Его сияющее лицо было полно наслаждения. Казалось, он хотел сказать: «Ну, старый шут, смешнее… Видишь, мне весело… Ну!»
– Вы, генерал, прирожденный комик… Честное слово! – сквозь смех кричал он.
Старичок генерал растерянно улыбался, и розовенькие щечки его блестели беспомощно.
Марии Сергеевне стало жаль старичка, на которого уже оглядывались гуляющие. Она заговорила с ним ласково и нежно, спросила о здоровье и о дочери, девушке-гимназистке, которую несколько минут тому назад встретила в кучке подруг, таких же молодых и веселых, как она сама. Старичок сейчас же растаял под ее лаской и улыбался уже по-другому, старчески ухаживая за ней, как приласканная дряхлая собачонка.
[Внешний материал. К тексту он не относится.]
Issue #431, opened 2017-01-31
[Test request] Hot-reload functionality


buger:
When we update API in our Dashboard, Tyk Gateway receives "reload" signal and should update its API spec cache. Recently we found a bug preventing it: https://github.com/TykTechnologies/tyk/pull/412

We should cover it with tests. 

In general, I want to cover reload without Dashboard as well: "/tyk/reload" and "/tyk/reload/group" endpoints.

- [ ] PRO: handle "reload" signal add new API
- [ ] PRO: handle "reload" signal update existing API
- [ ] Hybrid: handle RPC reload signal add new API
- [ ] Hybrid: handle RPC reload signal update existing API
- [x] Community: handle "reload" signal add new API using files
- [x] Community: handle "reload" signal update existing API using files
- [ ] Community: handle "reload" signal add new API using `/tyk/apis`
- [ ] Community: handle "reload" signal update existing API  using `/tyk/apis`

buger:
RPC tests now possible, check https://github.com/TykTechnologies/tyk/pull/516 as reference.

buger:
Will close it for now

Issue #363, opened 2017-01-16
CI: also run tests with -race


mvdan:
I would first like to see other issues solved, like #330, #361 and #362.

Also, if nobody has ever run the tests with `-race`, I expect it will uncover quite a few new issues. Best to first fix them all, and only add the line to CI once it passes consistently.

mvdan:
Some updates:

* I've fixed two races, see fedf73f808de6a8ca905cba33113e9e49ec477b6 and 0936e1a4b644480bd729a544e3cc12974c054272
* The three issues mentioned above are almost completely fixed
* A race remains in `HostCheckerManager` that I have failed to fix so far
* A couple of races remain in `RedisClusterStorageManager` that I haven't looked at yet

mvdan:
I'll revisit this for 2.4 once we have swapped the redis cluster library. It's likely that the redis races are caused by it.

PR #465, opened 2017-02-02
Add tests for reset handlers.

matiasinsaurralde:
A first approach to #431.

### DIFF
--- a/api_test.go
+++ b/api_test.go
@@ -11,6 +11,7 @@ import (
 	"time"
 
 	"github.com/TykTechnologies/tyk/apidef"
+	"github.com/garyburd/redigo/redis"
 	"github.com/gorilla/mux"
 )
 
@@ -48,8 +49,8 @@ const apiTestDef = `{
 	}
 }`
 
-func makeSampleAPI(t *testing.T) *APISpec {
-	spec := createSpecTest(t, apiTestDef)
+func makeSampleAPI(t *testing.T, def string) *APISpec {
+	spec := createSpecTest(t, def)
 	loadApps([]*APISpec{spec}, discardMuxer)
 	return spec
 }
@@ -72,7 +73,7 @@ func TestHealthCheckEndpoint(t *testing.T) {
 	recorder := httptest.NewRecorder()
 	param := make(url.Values)
 
-	makeSampleAPI(t)
+	makeSampleAPI(t, apiTestDef)
 
 	req, err := http.NewRequest(method, uri+param.Encode(), nil)
 
@@ -126,7 +127,7 @@ func TestApiHandler(t *testing.T) {
 		recorder := httptest.NewRecorder()
 		param := make(url.Values)
 
-		makeSampleAPI(t)
+		makeSampleAPI(t, apiTestDef)
 
 		req, err := http.NewRequest(method, uri+param.Encode(), strings.NewReader(string(body)))
 
@@ -163,7 +164,7 @@ func TestApiHandlerGetSingle(t *testing.T) {
 	recorder := httptest.NewRecorder()
 	param := make(url.Values)
 
-	makeSampleAPI(t)
+	makeSampleAPI(t, apiTestDef)
 
 	req, err := http.NewRequest(method, uri+param.Encode(), strings.NewReader(string(body)))
 
@@ -252,7 +253,7 @@ func TestKeyHandlerNewKey(t *testing.T) {
 	recorder := httptest.NewRecorder()
 	param := make(url.Values)
 
-	makeSampleAPI(t)
+	makeSampleAPI(t, apiTestDef)
 	param.Set("api_id", "1")
 	req, err := http.NewRequest(method, uri+param.Encode(), strings.NewReader(string(body)))
 
@@ -285,7 +286,7 @@ func TestKeyHandlerUpdateKey(t *testing.T) {
 
 	recorder := httptest.NewRecorder()
 	param := make(url.Values)
-	makeSampleAPI(t)
+	makeSampleAPI(t, apiTestDef)
 	param.Set("api_id", "1")
 	req, err := http.NewRequest(method, uri+param.Encode(), strings.NewReader(string(body)))
 
@@ -311,7 +312,7 @@ func TestKeyHandlerUpdateKey(t *testing.T) {
 }
 
 func TestKeyHandlerGetKey(t *testing.T) {
-	makeSampleAPI(t)
+	makeSampleAPI(t, apiTestDef)
 	createKey()
 
 	uri := "/tyk/keys/1234"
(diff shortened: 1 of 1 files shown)


api_test.go
```diff
@@ -564,3 +565,75 @@ func TestGetOAuthClients(t *testing.T) {
...
+		store.StartPubSubHandler(pubSubChannel, func(message redis.Message) {
+			notif := Notification{}
+			if err := json.Unmarshal(message.Data, &notif); err != nil {
+				t.Fatal("Unmarshalling message body failed, malformed: ", err)
+			}
+			if notif.Command == NoticeGroupReload {
+				signalChan <- true
+			}
+		})
+	}(RedisPubSubChannel, cacheStore, signalChan)
```
mvdan: Why are you passing these as arguments?

api_test.go
```diff
@@ -564,3 +565,75 @@ func TestGetOAuthClients(t *testing.T) {
...
+	cacheStore.Connect()
+
+	go func(pubSubChannel string, store RedisClusterStorageManager, signalChan chan bool) {
+		store.StartPubSubHandler(pubSubChannel, func(message redis.Message) {
+			notif := Notification{}
+			if err := json.Unmarshal(message.Data, &notif); err != nil {
+				t.Fatal("Unmarshalling message body failed, malformed: ", err)
+			}
+			if notif.Command == NoticeGroupReload {
+				signalChan <- true
```
mvdan: If the condition isn't met, or this line doesn't execute for any other reason, the main goroutine will block forever. The test will use up all of the timeout. Whatever your purpose here is, there has to be a better way to do it.

matiasinsaurralde: Yes, just saw it on CI. We need to make sure that `NoticeGroupReload` is published after the signal is triggered.

mvdan: Since you're always listening, you always have to send (if you want to use a channel).

matiasinsaurralde: If for any reason this message doesn't arrive, it's ok to hit the timeout and report it as an error (like Travis is reporting now).

mvdan: I'd say otherwise - this wastes everyone's time. The test should fail as soon as possible, instead of hitting the timeout on purpose (which by default is 10m).

matiasinsaurralde: Any suggestion?

buger: Yeah, but probably it make sense to control this situation with own timeout:
```
select {
case signalChan <- true:
case <-time.After(20 * time.Millisecond):
   t.Fatal("Timeout reached")
}
```

mvdan: Having such a tiny timeout will make the test racy and it will fail under `-race`, so please don't do that.

> Any suggestion?

Yes, always send on the channel. Either true or false.

buger: Well, when we are talking about concurrency code there is no true or false, there is a lot of maybe. For sure we trying to control it, but bugs will happen anyway. So why not to have controlled failure.

mvdan: There definitely is a true or false here. This is the wrong way to write tests. This is a version of testing `time.Sleep` with a slightly larger timeout. Of course it will work 99.99% of the times when you run the test, but that's besides the point. The test takes longer than needed and it's flakey.

And as said above, any test using a timeout to work around introduced races will make https://github.com/TykTechnologies/tyk/issues/363 impossible.

buger: For sure it is better to avoid timeouts, but in this case, you have to install triggers into the tyk internals, to check if requests finished/failed and etc, for example checking if `NoticeGroupReload` is pushed. 

If there is sane way to get this event without rewriting tyk, I'm for sure prefer this approach. Just sometimes it can be really tricky.

mvdan: The way Matias wrote it now should be fine, as long as the internals aren't broken and the event never fires. As long as there is no sleep/after that will break `-race`, I'm happy.

matiasinsaurralde:
I'm getting:
```
[Feb  2 17:52:15]  INFO api: Group reload accepted. status=ok
[Feb  2 17:52:15] ERROR Error trying to set value:
[Feb  2 17:52:15] ERROR ERR unknown command 'publish'
[Feb  2 17:52:15] ERROR Could not send notification
```
Don't we have Redis on the testing environment?
I know about `miniredis` but seems it doesn't support `pubsub`?

mvdan:
Nope, search for it on https://github.com/alicebob/miniredis.

We should probably open an issue about it and consider undoing the miniredis switch, unfortunately.

matiasinsaurralde:
@mvdan Just saw this: https://github.com/alicebob/miniredis/issues/1

mvdan:
@matiasinsaurralde rebase on master, pub/sub should work now.

mvdan:
@matiasinsaurralde this needs a rebase now, apologies :)

mvdan:
@matiasinsaurralde looks like 1.8rc3 hit the 10m timeout again

mvdan:
reping @matiasinsaurralde please rebase and fix the timeout issue

matiasinsaurralde:
It was rebased but wasn't able to reproduce it last Friday, seems like some
of the pubsub messages just get lost.

matiasinsaurralde:
@mvdan Passed 🎆

api_test.go
```diff
@@ -552,6 +553,86 @@ func TestGetOAuthClients(t *testing.T) {
...
+	if len(ApiSpecRegister) == 0 {
+		t.Fatal("Hot reload (group) was triggered but no APIs were found.")
+	}
+
+	for {
+		recvSignal := <-signalChan
+		if recvSignal {
+			break
+		}
+	}
```
mvdan: Why the `for`? Should we receive more than once?

matiasinsaurralde: We may receive other messages/notifications (this is what I've observed in my local environment, by using `redis-cli monitor`), so we can't expect that the first message will be the one we're looking for.

mvdan: Could you add a comment, perhaps a TODO if you don't understand why multiple messages are sometimes received?

matiasinsaurralde: I've added a comment, this seems to be the first test to involve pubsub, so when writing tests in the future, this could make it easier to run multiple tests that produce/consume notifications.

buger:
@matiasinsaurralde so what was the issue? I can't figure it out because it is already rebased. How did you make it pass after failures?

matiasinsaurralde:
@mvdan In the second rebase, it just started to work, so I think it's related to @mvdan changes, on `loadApps`, etc.

buger:
@matiasinsaurralde should we merge it now, and you will create separate tests for rest of tests? If so, pls mark checkboxes of completed tests here #431.

matiasinsaurralde:
@buger That makes sense!

Issue #390, opened 2017-01-24
Merge tykcommon repo with this one


mvdan:
There is no advantage to keeping them as separate git repos. I see multiple disadvantages, such as:

* Separate issue trackers
* Changes affecting code in common like API definitions need two PRs
* Unnecessary vendoring

#389 should happen first.

mvdan:
@lonelycode this is my proposal for the new package paths:

* `tykcommon.GetLogger()` -> `tyk/log.Get()`
* `tykcommon` API stuff -> `tyk/api/v0.*` (package name `api`)
* `tykcommon.coprocess.*` -> `tyk/coprocess.*

If it sounds OK with you, I'll handle the move.

buger:
Just to clarify, this will be a new separate package in tyk repo, smth like `tyk/common`?

mvdan:
No, when I say `tyk/log.Get` the package will be `tyk/log`. Same for the rest - they all hang from the root package here without a `common` in between. That's IMO as meaningless as `util`.

lonelycode:
Wouldn't the entire `tyk` codebase be compiled into the binary for whatever is using it then? If I import a package from another large project, I thought the entire project doesn't get compiled in, just the package (it's already a big binary) - but I could be wrong?

Regarding the API Definition objects, I like the idea of versioning them, opens us up to change in the future, though when we were discussing versioning I was talking about the path interfaces exposed by the dashboard and the gateway, not the objects, so maybe `tyk/apidef/v0.*` would be better for the objects as it is different from `api`, which might end up being the actual service?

Но Пархоменко опять стал острить и тормошить его. Мижуев смотрел на них, и ему было противно и жаль старичка. Он хотел было вступиться, но промолчал.
Мимо прошли те же два писателя. Мижуев услыхал, как из группы молодежи, сидевшей на другой скамье, сказали:
– Смотрите, смотрите… вон Четырев и Марусин.
– Где, где?
Страшно заинтересованные девичьи глаза проводили сутуловатые фигуры писателей, медленно уходивших в пестрой и нарядной толпе, каким-то грустным пятном отделяясь от нее; И Мижуев услышал, как в группе молодежи загорелся спор о таланте Четырева.
И как будто именно от этого, вдруг стало ему грустно, скверно и опять потянуло прочь, куда-нибудь, где бы стать одному и стоять долго и одиноко, ничего не видя и не слыша.